WN19 Move Fast, Move On, Revisit


I’m a week into Andrew Huang’s Monthly Course, which is a songwriting/producing workshop. Over 30 days, we’re writing three songs. Which means at this point, I should be most of the way to having having the first song. I think I am, but I’ve been pushing on the “everything sucks” phase.

Thinking back, it’s been a while since I last spent a solid week looking at a single song. Simply having pacing and a comparison from the course has been useful. It’s been an opportunity to look critically at process.

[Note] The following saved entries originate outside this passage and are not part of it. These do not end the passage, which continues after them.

PR #304, opened 2017-09-19
t/303: Implemented View#removeChildren

### LINKED ISSUE #303: How to remove child view added by addChildren()
It is possible to add a child view omitting `ViewCollection`. We do it eg in `ButtonView`
https://github.com/ckeditor/ckeditor5-ui/blob/606045953783b4ba5f90d7bac885e6efdb568b18/src/button/buttonview.js#L229-L235

`addChildren()` calls init on new view and register this view as a child thanks to this view will be destroyed together with its parent.

But there is no way to remove such a view before the parent will be removed. Something as `removeChildren()` is needed.

oleq:

Feature: Implemented `View#removeChildren`, the opposite of `View#addChildren`. Closes #303.

### DIFF
--- a/src/view.js
+++ b/src/view.js
@@ -275,6 +275,22 @@ export default class View {
 	}
 
 	/**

The course so far is good. There’s a lot of material, and Andrew moves quite quickly. I find myself nodding along quite a bit. I do know this. Best I actually do it too. It would be a lot for a new producer to take in at once. The guideline is 1-2 hours of producing a day, which seems about right but I’ve found myself spending more when I feel stuck and having fun. But it really depends on how fast you work, and what your learning objectives are. There’s lots to try out and think with.

The course also says there’s about 15 minutes of video a day. On average, maybe. Day 5 dropped 3 hours of videos. The averages belie the details here!

Andrew steps through many examples, all in the context of the one song. The process is highly iterative. He jumps from notes, to sound design, to interplay between instruments and the bigger picture regularly. Showing how many variations on an idea he goes through, he’ll settle on something good enough and move on.

While the details will fade, and the confidence of familiarity will grow slowly, here’s the lesson worth taking so far. Many previous attempts at songwriting have focused on getting all the notes in, then getting all the sounds, then working on the transitions. Mostly, in a linear fashion. Here, we’re being shown everything is provisional. We need to be happy enough to commit, but there’s always an opportunity to revisit.

Move fast. Move on. Revisit.

Back when writing Brave New World, I would bounce ideas off my writing partner. This naturally lead to stopping and reorienting. When I did FAWM, the time pressure meant that demos were often made in one writing session. Which forced moving fast, and accepting good enough. I’ve found it harder without these constraints to keep enough structure to keep momentum.

At each moment, what we have should sound like half a song. Not, half the parts of a song.